**WORK ITEM**
Provide only the number of lines below that contain the word "georgi".

──────── DATASET RECORDS ────────

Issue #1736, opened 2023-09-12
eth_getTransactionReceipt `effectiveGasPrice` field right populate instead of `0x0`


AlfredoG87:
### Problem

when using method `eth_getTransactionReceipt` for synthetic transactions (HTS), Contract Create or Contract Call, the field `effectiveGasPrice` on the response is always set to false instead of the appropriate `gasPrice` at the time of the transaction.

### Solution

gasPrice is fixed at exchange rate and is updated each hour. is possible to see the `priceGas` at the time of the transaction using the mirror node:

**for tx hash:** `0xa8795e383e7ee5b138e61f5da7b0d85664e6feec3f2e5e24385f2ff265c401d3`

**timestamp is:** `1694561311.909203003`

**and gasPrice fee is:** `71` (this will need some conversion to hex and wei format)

────────
──────── DATASET RECORDS ────────

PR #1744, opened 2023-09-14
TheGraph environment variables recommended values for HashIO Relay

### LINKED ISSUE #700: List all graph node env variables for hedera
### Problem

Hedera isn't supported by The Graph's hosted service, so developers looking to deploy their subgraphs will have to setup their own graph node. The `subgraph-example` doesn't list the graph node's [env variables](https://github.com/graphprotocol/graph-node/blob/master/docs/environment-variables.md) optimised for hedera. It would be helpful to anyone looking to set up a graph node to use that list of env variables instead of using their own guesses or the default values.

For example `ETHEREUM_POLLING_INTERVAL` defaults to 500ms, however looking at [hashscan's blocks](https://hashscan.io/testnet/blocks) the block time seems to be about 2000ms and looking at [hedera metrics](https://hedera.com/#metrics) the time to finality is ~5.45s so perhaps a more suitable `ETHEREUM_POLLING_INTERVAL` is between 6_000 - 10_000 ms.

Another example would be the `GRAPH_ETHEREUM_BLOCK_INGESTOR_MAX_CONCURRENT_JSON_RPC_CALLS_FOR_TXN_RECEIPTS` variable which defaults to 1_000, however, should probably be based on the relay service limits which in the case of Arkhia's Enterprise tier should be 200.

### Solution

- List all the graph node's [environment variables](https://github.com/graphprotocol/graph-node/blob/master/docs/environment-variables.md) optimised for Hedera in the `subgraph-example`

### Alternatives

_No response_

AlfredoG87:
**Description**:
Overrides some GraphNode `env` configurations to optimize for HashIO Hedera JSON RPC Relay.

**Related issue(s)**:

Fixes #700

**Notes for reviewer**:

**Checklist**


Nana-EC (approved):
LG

────────
──────── DATASET RECORDS ────────

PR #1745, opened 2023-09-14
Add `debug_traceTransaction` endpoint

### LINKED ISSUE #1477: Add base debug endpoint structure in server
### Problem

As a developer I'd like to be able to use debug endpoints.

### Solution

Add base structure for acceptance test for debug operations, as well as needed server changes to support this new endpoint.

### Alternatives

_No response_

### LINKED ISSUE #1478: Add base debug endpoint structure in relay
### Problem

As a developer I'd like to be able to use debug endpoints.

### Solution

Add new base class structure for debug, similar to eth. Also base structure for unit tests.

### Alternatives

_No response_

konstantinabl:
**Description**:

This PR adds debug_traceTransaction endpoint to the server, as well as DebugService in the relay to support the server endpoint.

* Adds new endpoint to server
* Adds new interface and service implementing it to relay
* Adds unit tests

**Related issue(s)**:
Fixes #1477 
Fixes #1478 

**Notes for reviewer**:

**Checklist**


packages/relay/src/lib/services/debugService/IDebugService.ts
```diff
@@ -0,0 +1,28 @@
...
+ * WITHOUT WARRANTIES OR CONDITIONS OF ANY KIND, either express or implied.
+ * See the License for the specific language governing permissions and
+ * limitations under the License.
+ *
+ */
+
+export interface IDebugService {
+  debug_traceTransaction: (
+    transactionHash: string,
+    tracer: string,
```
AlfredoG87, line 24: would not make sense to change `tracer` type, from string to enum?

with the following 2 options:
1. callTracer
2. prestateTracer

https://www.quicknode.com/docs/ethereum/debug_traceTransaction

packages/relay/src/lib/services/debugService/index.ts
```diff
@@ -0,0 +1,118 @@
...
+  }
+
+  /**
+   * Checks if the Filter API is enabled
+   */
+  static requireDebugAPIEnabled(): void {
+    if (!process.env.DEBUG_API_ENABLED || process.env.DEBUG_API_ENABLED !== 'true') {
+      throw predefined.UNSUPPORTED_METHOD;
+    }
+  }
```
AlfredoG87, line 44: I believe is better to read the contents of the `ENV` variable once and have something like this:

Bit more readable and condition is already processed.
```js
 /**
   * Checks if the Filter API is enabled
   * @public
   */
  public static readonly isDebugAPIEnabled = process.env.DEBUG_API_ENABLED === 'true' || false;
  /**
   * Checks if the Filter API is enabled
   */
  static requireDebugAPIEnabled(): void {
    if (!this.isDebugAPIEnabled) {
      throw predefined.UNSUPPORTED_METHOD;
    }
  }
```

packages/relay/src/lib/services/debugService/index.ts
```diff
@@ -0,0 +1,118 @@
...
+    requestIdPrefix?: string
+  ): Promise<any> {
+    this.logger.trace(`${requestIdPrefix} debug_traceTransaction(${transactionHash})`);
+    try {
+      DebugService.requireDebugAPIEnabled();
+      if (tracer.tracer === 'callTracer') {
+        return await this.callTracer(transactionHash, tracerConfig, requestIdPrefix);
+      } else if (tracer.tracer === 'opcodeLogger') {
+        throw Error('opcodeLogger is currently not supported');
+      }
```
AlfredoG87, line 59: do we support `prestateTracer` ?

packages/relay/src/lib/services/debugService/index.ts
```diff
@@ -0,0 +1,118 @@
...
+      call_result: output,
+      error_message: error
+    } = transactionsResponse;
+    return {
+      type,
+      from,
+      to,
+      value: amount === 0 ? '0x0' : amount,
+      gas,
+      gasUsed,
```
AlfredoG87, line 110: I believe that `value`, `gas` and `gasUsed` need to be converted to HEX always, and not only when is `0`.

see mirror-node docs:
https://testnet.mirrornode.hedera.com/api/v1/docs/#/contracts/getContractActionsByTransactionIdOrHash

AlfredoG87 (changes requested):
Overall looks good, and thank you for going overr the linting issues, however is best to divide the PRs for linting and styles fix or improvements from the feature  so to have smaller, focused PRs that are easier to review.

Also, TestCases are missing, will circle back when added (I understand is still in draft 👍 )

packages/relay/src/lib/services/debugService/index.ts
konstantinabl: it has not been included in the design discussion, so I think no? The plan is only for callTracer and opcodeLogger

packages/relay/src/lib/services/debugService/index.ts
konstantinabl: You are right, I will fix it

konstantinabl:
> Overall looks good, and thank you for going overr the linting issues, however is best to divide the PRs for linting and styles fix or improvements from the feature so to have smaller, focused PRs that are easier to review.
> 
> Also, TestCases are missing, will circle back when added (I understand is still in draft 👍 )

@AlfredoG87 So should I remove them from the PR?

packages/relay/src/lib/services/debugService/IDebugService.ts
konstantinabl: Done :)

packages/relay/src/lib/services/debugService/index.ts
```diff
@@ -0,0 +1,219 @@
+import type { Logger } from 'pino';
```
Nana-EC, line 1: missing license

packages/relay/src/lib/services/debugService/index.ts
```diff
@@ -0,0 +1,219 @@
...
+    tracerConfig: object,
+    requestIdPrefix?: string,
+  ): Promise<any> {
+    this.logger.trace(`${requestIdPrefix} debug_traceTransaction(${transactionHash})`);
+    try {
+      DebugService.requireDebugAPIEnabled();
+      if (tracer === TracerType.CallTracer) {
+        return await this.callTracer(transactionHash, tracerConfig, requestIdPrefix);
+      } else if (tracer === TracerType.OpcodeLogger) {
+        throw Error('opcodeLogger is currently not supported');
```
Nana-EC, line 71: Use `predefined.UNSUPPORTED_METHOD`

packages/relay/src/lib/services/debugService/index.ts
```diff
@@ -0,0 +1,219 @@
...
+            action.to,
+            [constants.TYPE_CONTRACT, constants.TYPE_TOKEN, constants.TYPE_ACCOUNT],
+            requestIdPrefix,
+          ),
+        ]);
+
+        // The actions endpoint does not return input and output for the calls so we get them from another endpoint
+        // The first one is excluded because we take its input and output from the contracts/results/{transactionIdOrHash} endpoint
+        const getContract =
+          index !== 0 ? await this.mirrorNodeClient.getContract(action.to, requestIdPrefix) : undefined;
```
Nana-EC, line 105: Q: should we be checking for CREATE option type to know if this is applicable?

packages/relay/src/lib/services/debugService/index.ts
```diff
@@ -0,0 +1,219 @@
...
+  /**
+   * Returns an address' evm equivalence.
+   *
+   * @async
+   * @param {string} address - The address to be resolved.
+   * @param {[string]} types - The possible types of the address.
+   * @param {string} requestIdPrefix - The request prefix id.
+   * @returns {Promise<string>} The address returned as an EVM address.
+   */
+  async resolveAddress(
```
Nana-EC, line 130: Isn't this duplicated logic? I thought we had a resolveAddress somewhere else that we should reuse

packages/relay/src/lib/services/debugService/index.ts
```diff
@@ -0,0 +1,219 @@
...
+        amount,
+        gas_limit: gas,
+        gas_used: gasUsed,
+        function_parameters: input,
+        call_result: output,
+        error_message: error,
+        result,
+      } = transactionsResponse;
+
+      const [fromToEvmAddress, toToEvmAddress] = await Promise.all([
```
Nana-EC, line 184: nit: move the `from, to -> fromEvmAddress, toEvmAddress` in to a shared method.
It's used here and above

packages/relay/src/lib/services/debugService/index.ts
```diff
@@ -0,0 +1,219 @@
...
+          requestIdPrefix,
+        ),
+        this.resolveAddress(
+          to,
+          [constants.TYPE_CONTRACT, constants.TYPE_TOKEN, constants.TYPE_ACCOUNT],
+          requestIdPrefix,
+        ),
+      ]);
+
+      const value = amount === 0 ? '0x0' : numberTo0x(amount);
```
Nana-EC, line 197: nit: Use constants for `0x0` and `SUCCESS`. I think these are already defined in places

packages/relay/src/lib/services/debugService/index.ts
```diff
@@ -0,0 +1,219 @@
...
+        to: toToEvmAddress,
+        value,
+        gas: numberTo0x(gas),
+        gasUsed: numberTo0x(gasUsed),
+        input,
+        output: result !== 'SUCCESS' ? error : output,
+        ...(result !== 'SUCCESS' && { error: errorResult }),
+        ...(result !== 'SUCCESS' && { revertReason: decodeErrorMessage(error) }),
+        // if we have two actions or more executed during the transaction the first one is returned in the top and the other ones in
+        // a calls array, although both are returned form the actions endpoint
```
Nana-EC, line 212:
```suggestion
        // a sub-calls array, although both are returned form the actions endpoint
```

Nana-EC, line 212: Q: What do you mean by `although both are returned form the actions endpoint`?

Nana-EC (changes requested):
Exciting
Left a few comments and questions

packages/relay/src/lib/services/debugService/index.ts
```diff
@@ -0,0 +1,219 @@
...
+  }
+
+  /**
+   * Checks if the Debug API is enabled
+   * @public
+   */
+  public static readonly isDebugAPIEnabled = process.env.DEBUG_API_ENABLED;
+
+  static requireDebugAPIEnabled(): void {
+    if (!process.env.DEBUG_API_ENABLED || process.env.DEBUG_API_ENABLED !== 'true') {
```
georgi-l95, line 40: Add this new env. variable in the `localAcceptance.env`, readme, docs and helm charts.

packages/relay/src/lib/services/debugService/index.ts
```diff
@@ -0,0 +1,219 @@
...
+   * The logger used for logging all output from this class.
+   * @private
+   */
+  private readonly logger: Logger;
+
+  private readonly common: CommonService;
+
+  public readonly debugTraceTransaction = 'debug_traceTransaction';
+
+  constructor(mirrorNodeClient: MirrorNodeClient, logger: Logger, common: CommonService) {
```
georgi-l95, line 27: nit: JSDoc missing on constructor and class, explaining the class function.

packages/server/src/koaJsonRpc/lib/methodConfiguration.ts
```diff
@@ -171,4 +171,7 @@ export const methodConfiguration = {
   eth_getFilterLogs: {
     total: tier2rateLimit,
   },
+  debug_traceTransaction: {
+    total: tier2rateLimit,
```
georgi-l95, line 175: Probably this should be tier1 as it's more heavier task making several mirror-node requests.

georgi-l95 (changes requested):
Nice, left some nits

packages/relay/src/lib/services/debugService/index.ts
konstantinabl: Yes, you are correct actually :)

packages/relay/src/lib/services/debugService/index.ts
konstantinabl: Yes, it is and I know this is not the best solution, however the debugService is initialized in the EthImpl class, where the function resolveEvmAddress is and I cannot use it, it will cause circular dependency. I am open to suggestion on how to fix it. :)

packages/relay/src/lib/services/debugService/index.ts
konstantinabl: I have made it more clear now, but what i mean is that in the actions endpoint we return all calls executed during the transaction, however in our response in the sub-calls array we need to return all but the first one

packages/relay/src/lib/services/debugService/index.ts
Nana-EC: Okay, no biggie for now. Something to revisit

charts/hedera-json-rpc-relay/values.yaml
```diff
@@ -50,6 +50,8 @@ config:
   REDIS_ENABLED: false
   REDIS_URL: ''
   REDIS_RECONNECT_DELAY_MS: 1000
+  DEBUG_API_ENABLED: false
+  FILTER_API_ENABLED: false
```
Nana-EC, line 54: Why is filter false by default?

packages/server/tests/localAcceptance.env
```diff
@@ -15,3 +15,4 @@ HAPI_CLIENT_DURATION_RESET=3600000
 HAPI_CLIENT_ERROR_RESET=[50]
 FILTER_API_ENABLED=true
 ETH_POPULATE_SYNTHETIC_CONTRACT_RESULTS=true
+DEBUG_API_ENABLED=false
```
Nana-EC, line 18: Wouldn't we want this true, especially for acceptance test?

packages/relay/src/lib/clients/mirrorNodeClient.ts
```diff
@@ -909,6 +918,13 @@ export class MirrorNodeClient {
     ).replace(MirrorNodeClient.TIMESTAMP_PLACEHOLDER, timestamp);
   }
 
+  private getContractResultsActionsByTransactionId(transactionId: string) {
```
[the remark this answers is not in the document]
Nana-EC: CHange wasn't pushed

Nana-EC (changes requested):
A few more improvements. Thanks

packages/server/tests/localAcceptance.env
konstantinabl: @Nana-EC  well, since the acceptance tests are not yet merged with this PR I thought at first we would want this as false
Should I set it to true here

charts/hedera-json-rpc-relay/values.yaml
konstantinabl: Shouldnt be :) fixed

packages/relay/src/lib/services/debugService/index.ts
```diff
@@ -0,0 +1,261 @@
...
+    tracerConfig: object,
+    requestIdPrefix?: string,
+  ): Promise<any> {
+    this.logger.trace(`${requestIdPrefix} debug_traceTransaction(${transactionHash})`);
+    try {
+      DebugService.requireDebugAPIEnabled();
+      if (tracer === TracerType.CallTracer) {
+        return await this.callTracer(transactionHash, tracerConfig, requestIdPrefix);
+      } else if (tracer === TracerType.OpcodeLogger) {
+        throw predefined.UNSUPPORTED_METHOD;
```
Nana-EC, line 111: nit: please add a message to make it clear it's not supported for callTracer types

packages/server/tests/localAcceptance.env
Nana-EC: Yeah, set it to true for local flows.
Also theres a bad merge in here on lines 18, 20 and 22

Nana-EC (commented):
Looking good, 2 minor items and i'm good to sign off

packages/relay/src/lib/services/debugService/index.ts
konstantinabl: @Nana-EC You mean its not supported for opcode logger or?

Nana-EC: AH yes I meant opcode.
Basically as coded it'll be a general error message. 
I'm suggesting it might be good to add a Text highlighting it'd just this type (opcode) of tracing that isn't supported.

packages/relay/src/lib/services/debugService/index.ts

────────

**ANSWER TO THE PROBLEM**
4